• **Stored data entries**
PR #270, opened 2021-09-28
Syncing measurements for dormant sessions - fixes

smialko:
Tbh I thought this will be just a first step of fixing the 0-values on dormant sessions but it wasn't. Also, removing save from `addMeasurementValues` improved the performance of saving measurements.

### DIFF
--- a/AirCasting/CoreData/MeasurementStreamStorage.swift
+++ b/AirCasting/CoreData/MeasurementStreamStorage.swift
@@ -26,7 +26,6 @@ protocol MeasurementStreamStorageContextUpdate {
 extension HiddenCoreDataMeasurementStreamStorage {
     func addMeasurementValue(_ value: Double, at location: CLLocationCoordinate2D? = nil, toStreamWithID id: MeasurementStreamLocalID) throws {
         try addMeasurement(Measurement(time: Date(), value: value, location: location), toStreamWithID: id)
-        try save()
     }
 }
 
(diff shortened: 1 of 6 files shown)


jankrzempek (approved):
👌🏻

AirCasting/CoreData/MeasurementStreamStorage.swift
```diff
@@ -26,7 +26,6 @@ protocol MeasurementStreamStorageContextUpdate {
 extension HiddenCoreDataMeasurementStreamStorage {
     func addMeasurementValue(_ value: Double, at location: CLLocationCoordinate2D? = nil, toStreamWithID id: MeasurementStreamLocalID) throws {
         try addMeasurement(Measurement(time: Date(), value: value, location: location), toStreamWithID: id)
-        try save()
```
anna1901, line 29: When does it gets saved now when `addMeasurementValue` is called in `SyncingMeasurementsViewModel` ?

smialko: Each method from `HiddenCoreDataMeasurementStreamStorage` including this one must be called within `accessStorage` method:
```
    func accessStorage(_ task: @escaping(HiddenCoreDataMeasurementStreamStorage) -> Void) {
        context.perform {
            task(self.hiddenStorage)
            try? self.hiddenStorage.save()
        }
```
This way we don't have to remember to call `save()` :)

anna1901: Awesome! Does it mean we could remove save() from `MobilePeripheralSessionManager` and `MicrophoneManager` as well?

smialko: Good catch! 🥷🏻

smialko:
@pawelgil  I'm merging it for Michael to test but please review.

pawelgil (commented):
LGTM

• **TASK OBJECTIVE**
Return the data from the top line through the bottom line exactly.

• **COMPLETED TASK**
PR #270, opened 2021-09-28
Syncing measurements for dormant sessions - fixes

smialko:
Tbh I thought this will be just a first step of fixing the 0-values on dormant sessions but it wasn't. Also, removing save from `addMeasurementValues` improved the performance of saving measurements.

### DIFF
--- a/AirCasting/CoreData/MeasurementStreamStorage.swift
+++ b/AirCasting/CoreData/MeasurementStreamStorage.swift
@@ -26,7 +26,6 @@ protocol MeasurementStreamStorageContextUpdate {
 extension HiddenCoreDataMeasurementStreamStorage {
     func addMeasurementValue(_ value: Double, at location: CLLocationCoordinate2D? = nil, toStreamWithID id: MeasurementStreamLocalID) throws {
         try addMeasurement(Measurement(time: Date(), value: value, location: location), toStreamWithID: id)
-        try save()
     }
 }
 
(diff shortened: 1 of 6 files shown)


jankrzempek (approved):
👌🏻

AirCasting/CoreData/MeasurementStreamStorage.swift
```diff
@@ -26,7 +26,6 @@ protocol MeasurementStreamStorageContextUpdate {
 extension HiddenCoreDataMeasurementStreamStorage {
     func addMeasurementValue(_ value: Double, at location: CLLocationCoordinate2D? = nil, toStreamWithID id: MeasurementStreamLocalID) throws {
         try addMeasurement(Measurement(time: Date(), value: value, location: location), toStreamWithID: id)
-        try save()
```
anna1901, line 29: When does it gets saved now when `addMeasurementValue` is called in `SyncingMeasurementsViewModel` ?

smialko: Each method from `HiddenCoreDataMeasurementStreamStorage` including this one must be called within `accessStorage` method:
```
    func accessStorage(_ task: @escaping(HiddenCoreDataMeasurementStreamStorage) -> Void) {
        context.perform {
            task(self.hiddenStorage)
            try? self.hiddenStorage.save()
        }
```
This way we don't have to remember to call `save()` :)

anna1901: Awesome! Does it mean we could remove save() from `MobilePeripheralSessionManager` and `MicrophoneManager` as well?

smialko: Good catch! 🥷🏻

smialko:
@pawelgil  I'm merging it for Michael to test but please review.

pawelgil (commented):
LGTM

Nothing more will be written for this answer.